Using the data below, return all lines in which "should" appears.

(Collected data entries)
···
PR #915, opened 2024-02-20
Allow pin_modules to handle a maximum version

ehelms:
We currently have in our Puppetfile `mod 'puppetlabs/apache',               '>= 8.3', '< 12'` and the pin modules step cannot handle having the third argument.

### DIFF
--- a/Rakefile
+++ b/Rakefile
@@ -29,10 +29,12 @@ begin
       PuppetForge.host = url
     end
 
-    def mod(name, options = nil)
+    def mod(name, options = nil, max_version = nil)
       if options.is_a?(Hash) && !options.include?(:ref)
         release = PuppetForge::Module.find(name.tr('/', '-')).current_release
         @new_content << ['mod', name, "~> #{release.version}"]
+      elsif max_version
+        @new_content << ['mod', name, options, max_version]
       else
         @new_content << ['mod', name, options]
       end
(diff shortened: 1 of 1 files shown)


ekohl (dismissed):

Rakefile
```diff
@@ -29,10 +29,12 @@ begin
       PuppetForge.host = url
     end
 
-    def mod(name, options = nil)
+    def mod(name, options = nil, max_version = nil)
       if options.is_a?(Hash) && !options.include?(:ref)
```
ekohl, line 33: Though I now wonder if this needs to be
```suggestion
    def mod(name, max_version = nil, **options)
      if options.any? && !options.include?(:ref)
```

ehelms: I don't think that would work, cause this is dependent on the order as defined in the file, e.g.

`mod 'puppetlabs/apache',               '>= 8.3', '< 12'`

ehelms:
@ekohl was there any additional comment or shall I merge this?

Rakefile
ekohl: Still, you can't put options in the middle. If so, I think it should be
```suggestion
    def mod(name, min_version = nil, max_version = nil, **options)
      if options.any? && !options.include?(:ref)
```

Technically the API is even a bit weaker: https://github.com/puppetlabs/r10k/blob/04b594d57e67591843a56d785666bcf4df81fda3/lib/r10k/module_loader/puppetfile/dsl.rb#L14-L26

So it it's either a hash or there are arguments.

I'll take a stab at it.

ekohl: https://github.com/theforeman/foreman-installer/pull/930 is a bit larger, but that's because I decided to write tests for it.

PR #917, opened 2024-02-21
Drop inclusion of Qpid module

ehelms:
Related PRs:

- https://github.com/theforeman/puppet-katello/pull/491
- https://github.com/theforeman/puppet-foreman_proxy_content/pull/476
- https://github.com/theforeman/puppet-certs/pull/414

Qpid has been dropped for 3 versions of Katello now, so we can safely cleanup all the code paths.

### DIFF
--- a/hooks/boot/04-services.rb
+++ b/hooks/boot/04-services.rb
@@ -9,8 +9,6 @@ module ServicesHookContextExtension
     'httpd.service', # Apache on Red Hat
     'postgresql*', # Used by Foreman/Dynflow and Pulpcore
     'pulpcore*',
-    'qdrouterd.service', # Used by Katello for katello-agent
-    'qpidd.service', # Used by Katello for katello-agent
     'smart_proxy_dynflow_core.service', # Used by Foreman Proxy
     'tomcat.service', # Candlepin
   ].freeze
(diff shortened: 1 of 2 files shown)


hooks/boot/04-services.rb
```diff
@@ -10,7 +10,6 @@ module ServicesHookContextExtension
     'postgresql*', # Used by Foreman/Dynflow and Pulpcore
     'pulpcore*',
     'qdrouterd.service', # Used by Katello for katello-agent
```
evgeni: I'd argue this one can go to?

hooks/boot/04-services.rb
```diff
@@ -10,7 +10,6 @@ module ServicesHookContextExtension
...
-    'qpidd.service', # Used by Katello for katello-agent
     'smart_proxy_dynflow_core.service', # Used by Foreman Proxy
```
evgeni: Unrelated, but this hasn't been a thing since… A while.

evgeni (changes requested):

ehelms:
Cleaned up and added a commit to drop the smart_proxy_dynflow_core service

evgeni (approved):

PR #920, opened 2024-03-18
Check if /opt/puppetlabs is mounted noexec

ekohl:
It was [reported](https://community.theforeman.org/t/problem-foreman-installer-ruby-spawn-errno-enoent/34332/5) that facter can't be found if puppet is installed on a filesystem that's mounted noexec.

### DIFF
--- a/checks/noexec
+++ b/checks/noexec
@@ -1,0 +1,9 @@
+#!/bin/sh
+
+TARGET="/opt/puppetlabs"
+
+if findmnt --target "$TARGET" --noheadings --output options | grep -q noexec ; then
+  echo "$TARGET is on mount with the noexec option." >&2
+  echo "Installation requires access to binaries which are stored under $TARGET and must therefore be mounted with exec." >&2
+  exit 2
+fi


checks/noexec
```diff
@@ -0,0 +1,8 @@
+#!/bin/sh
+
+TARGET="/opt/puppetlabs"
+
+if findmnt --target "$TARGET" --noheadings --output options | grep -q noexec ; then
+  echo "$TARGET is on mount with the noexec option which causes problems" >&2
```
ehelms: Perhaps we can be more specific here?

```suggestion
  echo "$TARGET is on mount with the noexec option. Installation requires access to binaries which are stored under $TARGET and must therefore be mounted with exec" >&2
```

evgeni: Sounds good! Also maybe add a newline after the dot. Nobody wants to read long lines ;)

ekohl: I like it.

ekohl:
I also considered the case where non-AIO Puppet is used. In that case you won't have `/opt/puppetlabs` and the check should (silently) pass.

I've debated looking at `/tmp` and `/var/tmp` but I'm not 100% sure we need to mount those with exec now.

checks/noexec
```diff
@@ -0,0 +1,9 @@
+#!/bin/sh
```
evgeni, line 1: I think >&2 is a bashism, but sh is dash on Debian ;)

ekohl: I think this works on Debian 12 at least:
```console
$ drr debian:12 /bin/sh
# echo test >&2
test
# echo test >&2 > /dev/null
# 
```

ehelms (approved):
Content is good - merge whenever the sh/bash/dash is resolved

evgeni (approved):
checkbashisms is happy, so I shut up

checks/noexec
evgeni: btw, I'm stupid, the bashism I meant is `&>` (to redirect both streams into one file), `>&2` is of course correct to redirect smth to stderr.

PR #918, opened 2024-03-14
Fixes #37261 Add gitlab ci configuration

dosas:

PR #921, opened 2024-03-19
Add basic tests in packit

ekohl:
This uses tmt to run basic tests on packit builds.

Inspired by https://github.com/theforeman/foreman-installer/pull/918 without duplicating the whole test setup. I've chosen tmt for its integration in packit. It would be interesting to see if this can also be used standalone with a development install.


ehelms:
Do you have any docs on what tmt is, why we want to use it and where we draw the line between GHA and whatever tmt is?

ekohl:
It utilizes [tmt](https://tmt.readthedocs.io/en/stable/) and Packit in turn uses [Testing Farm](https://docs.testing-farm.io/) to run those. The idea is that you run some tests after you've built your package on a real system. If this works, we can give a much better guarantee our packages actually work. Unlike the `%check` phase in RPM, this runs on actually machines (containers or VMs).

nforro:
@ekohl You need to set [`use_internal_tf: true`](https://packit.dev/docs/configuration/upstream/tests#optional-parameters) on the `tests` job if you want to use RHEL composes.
···
**Response**
ekohl: Still, you can't put options in the middle. If so, I think it should be
I also considered the case where non-AIO Puppet is used. In that case you won't have `/opt/puppetlabs` and the check should (silently) pass.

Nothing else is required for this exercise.